Which lines of the data below contain "transient"? Please show them all.

'''

PR #4526, opened 2019-05-31
- training with external memory - part 2 of 2

sriramch:
- when external memory support is enabled, building of histogram indices are
     done incrementally for every sparse page
   - the entire set of input data is divided across multiple gpu's and the relative
     row positions within each device is tracked when building the compressed histogram buffer
   - the external memory is used for building the compressed buffer *only*. it is required for the compressed buffer to fit entirely into the gpu memory
   - this was tested using a mortgage dataset containing ~ 670m rows before 4xt4's could be
     saturated

@RAMitchell @canonizer @rongou - please review

### DIFF
--- a/src/tree/updater_gpu_hist.cu
+++ b/src/tree/updater_gpu_hist.cu
@@ -627,10 +627,10 @@ struct DeviceShard;
 // entire dataset across multiple sparse page batches. This keeps track of the number
 // of rows to process from a batch and the position from which to process on each device.
 struct RowStateOnDevice {
-  const size_t n_rows; // Number of rows assigned to this device
-  size_t n_rows_processed; // Number of rows processed thus far
-  size_t batch_n_rows; // Number of rows to process from the current sparse page batch
-  size_t row_offset; // Offset from the current sparse page batch to begin processing
+  const size_t n_rows;  // Number of rows assigned to this device
+  size_t n_rows_processed;  // Number of rows processed thus far
+  size_t batch_n_rows;  // Number of rows to process from the current sparse page batch
+  size_t row_offset;  // Offset from the current sparse page batch to begin processing
 
   explicit RowStateOnDevice(size_t nrows)
     : n_rows(nrows), n_rows_processed(0), batch_n_rows(0), row_offset(0) {
--- a/src/tree/updater_gpu_hist.cu
+++ b/src/tree/updater_gpu_hist.cu
@@ -623,6 +623,33 @@ __forceinline__ __device__ void CountLeft(int64_t* d_count, int val,
 template <typename GradientSumT>
 struct DeviceShard;
 
+// Instances of this type are created while creating the histogram bins for the
+// entire dataset across multiple sparse page batches. This keeps track of the number
+// of rows to process from a batch and the position from which to process on each device.
+struct RowStateOnDevice {
+  const size_t n_rows_; // Number of rows assigned to this device
+  size_t n_rows_processed_; // Number of rows processed thus far
+  size_t batch_n_rows_; // Number of rows to process from the current sparse page batch
+  size_t row_offset_; // Offset from the current sparse page batch to begin processing
+
+  RowStateOnDevice(size_t nrows)
+    : n_rows_(nrows), n_rows_processed_(0), batch_n_rows_(0), row_offset_(0) {
+  }
+
+  // Advance the row state by the number of rows processed
+  void Advance() {
+    n_rows_processed_ += batch_n_rows_;
+    CHECK_LE(n_rows_processed_, n_rows_);
+    batch_n_rows_ = row_offset_ = 0;
+  }
+
+  static RowStateOnDevice CreateRowStateOnDevice(size_t total_rows, size_t batch_rows) {
+    RowStateOnDevice rstate(total_rows);
+    rstate.batch_n_rows_ = batch_rows;
+    return rstate;
+  }
+};
+
 template <typename GradientSumT>
 struct GPUHistBuilderBase {
  public:
@@ -666,8 +693,6 @@ struct DeviceShard {
   /*! \brief Sum gradient for each node. */
   std::vector<GradientPair> node_sum_gradients;
   common::Span<GradientPair> node_sum_gradients_d;
-  /*! \brief row offset in SparsePage (the input data). */
-  thrust::device_vector<size_t> row_ptrs;
   /*! \brief On-device feature set, only actually used on one of the devices */
   thrust::device_vector<int> feature_set_d;
   thrust::device_vector<int64_t>
@@ -696,7 +721,6 @@ struct DeviceShard {
                           std::function<bool(ExpandEntry, ExpandEntry)>>;
   std::unique_ptr<ExpandQueue> qexpand;
 
-  // TODO(canonizer): do add support multi-batch DMatrix here
   DeviceShard(int _device_id, int shard_idx, bst_uint row_begin,
               bst_uint row_end, TrainParam _param, uint32_t column_sampler_seed)
       : device_id(_device_id),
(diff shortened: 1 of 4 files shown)


hcho3:
@sriramch Let me put up with a guide to run formatting tests locally.

sriramch:
>> https://github.com/dmlc/xgboost/pull/4526#issuecomment-497839137

@hcho3 - thank you! i also feel that some of these rules are overly restrictive. is there a way to comment on it? further, in our earlier projects, we used to run clang-format (either manually or enforce it via jenkins) that keeps the styling consistent. we typically check-in the rules in the repo and simply run that tool that enforces it. this can save multiple round trips with these pushes.

hcho3:
@sriramch It turns out that clang-tidy supports automatically fixing some errors. So we should review style constraints and only keep those that can be applied automatically.

cc @RAMitchell @trivialfis

trivialfis:
@hcho3 Due to the fact that there are some places in thrust that trick clang, also we need to use a different libstd to avoid some bugs.  Auto fix might not be reliable enough for now.

RAMitchell:
Agree, the auto fix is not reliable with cuda. Documentation on how to locally run formatting lint checks would help a lot. This could be difficult to dependence on specific llvm versions.

src/tree/updater_gpu_hist.cu
```diff
@@ -1328,23 +1329,47 @@ inline void DeviceShard<GradientSumT>::InitCompressedData(
...
+  if (!device_row_state.batch_n_rows) return;
+
+  size_t row_stride = this->ellpack_matrix.row_stride;
+
+  const auto &offset_vec = row_batch.offset.ConstHostVector();
+  /*! \brief row offset in SparsePage (the input data). */
+  thrust::device_vector<size_t> row_ptrs(device_row_state.batch_n_rows+1);
+  thrust::copy(
+    offset_vec.data() + device_row_state.row_offset,
+    offset_vec.data() + device_row_state.row_offset + device_row_state.batch_n_rows + 1,
```
RAMitchell: I would put a check here to make sure we don't read off the end of offset_vec.

src/tree/updater_gpu_hist.cu
```diff
@@ -1328,23 +1329,47 @@ inline void DeviceShard<GradientSumT>::InitCompressedData(
...
+    row_ptrs.begin());
+
   int num_symbols = n_bins + 1;
   // bin and compress entries in batches of rows
-  size_t gpu_batch_nrows =
+  size_t gpu_batch_nrows = 0;
+  if (rows_per_batch == 0) {
```
RAMitchell: Let's have some comments to explain these three conditions.

src/tree/updater_gpu_hist.cu
```diff
@@ -1355,17 +1380,20 @@ inline void DeviceShard<GradientSumT>::CreateHistIndices(
...
     CompressBinEllpackKernel<<<grid3, block3>>>
         (common::CompressedBufferWriter(num_symbols),
          gidx_buffer.data(),
          row_ptrs.data().get() + batch_row_begin,
          entries_d.data().get(),
-         gidx_fvalue_map.data(), feature_segments.data(),
-         batch_row_begin, batch_nrows,
+         gidx_fvalue_map.data(),
+         feature_segments.data(),
+         device_row_state.n_rows_processed + batch_row_begin,
```
RAMitchell: There are too many similarly named to variables here. e.g. device_row_state.batch_n_rows, batch_nrows. I want to be very clear what each of these variables is doing through descriptive naming and comments. I don't mind if the names are long, it's more important to know what is happening.

src/tree/updater_gpu_hist.cu
```diff
@@ -1355,17 +1380,20 @@ inline void DeviceShard<GradientSumT>::CreateHistIndices(
...
+         batch_nrows,
          row_ptrs[batch_row_begin],
-         row_stride, null_gidx_value);
+         row_stride,
+         hmat.row_ptr.back());
```
RAMitchell: Do not pass `hmat.row_ptr.back()` as the argument to null_gidx_value. This does not very clearly explain what is going on.

src/tree/updater_gpu_hist.cu
```diff
@@ -623,6 +623,33 @@ __forceinline__ __device__ void CountLeft(int64_t* d_count, int val,
...
+  }
+
+  // Advance the row state by the number of rows processed
+  void Advance() {
+    n_rows_processed += batch_n_rows;
+    CHECK_LE(n_rows_processed, n_rows);
+    batch_n_rows = row_offset = 0;
+  }
+
+  static RowStateOnDevice CreateRowStateOnDevice(size_t total_rows, size_t batch_rows) {
```
RAMitchell: I don't understand this static method. Why not just use a constructor?

src/tree/updater_gpu_hist.cu
```diff
@@ -1375,6 +1403,58 @@ inline void DeviceShard<GradientSumT>::CreateHistIndices(
   entries_d.shrink_to_fit();
 }
 
+// An instance of this type is created which keeps track of total number of rows to process,
+// rows processed thus far, rows to process and the offset from the current sparse page batch
+// to begin processing on each device
+class DeviceHistogramBuilderState {
```
RAMitchell: I am wondering if there is another way to do this without having this class to manage the process. For example is it possible for each Shard to independently calculate its row state?

src/tree/updater_gpu_hist.cu
sriramch: will do...

src/tree/updater_gpu_hist.cu
sriramch: will do...

src/tree/updater_gpu_hist.cu
sriramch: i'll try and come up with some names.

src/tree/updater_gpu_hist.cu
sriramch: will do...

src/tree/updater_gpu_hist.cu
sriramch: this is added primarily for the tests as a convenience method to create an instance of this type which can then be passed to the histogram index creation method. the type is constructed and its state initialized in 2 phases, and thus it takes only a single argument (as all the information isn't available during type construction). i added this to prevent the clutter in the tests, which may then require multiple steps to initialize and to set its state in the absence of this.

src/tree/updater_gpu_hist.cu
sriramch: i wanted to make this a part of the shard state to begin with, but decided against it. the state that is maintained by this type is transient in nature - meaning, this is needed only for creating the compressed bins during the tree initialization time. this isn't needed later during the tree construction/boosting time. further, the state maintained by this time repeatedly changes for each batch, and isn't even a true reflection of the entire dmatrix. thus, i decoupled this to be a separate type, as it isn't a part of the device shard, rather one used to construct its state.

hcho3:
@sriramch @trivialfis To improve stability of Linux tests, I increased the memory of CPU workers from 16 GB to 32 GB.

sriramch:
> @sriramch @trivialfis To improve stability of Linux tests, I increased the memory of CPU workers from 16 GB to 32 GB.

thanks @hcho3. it is a bit ironic though that these external memory tests are consuming more memory - perhaps something to look at later!

src/tree/updater_gpu_hist.cu
RAMitchell: I'm ok with this.

src/tree/updater_gpu_hist.cu
RAMitchell: If it's only needed in the tests, create a function in the tests. Also if you have to do this, having a second constructor overload is preferred to using a static method.

src/tree/updater_gpu_hist.cu
canonizer: There's a lot of transient state in a shard. I think putting it inside a shard will make the code cleaner.

I'll leave it up to you, however.

src/tree/updater_gpu_hist.cu
canonizer: The reason we have this for quantiles is that the batch size affects the exact quantile values that are found.

There is no such problem here, i.e. the result does not depend on the batch size. Therefore, there's no need for a complicated selection of `rows_per_batch`, the automatically selected value will do, as `row_stride` is already computed based on all batches and shards.

sriramch: done

src/tree/updater_gpu_hist.cu
sriramch: done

'''

Answer to this exercise -
sriramch: i wanted to make this a part of the shard state to begin with, but decided against it. the state that is maintained by this type is transient in nature - meaning, this is needed only for creating the compressed bins during the tree initialization time. this isn't needed later during the tree construction/boosting time. further, the state maintained by this time repeatedly changes for each batch, and isn't even a true reflection of the entire dmatrix. thus, i decoupled this to be a separate type, as it isn't a part of the device shard, rather one used to construct its state.
canonizer: There's a lot of transient state in a shard. I think putting it inside a shard will make the code cleaner.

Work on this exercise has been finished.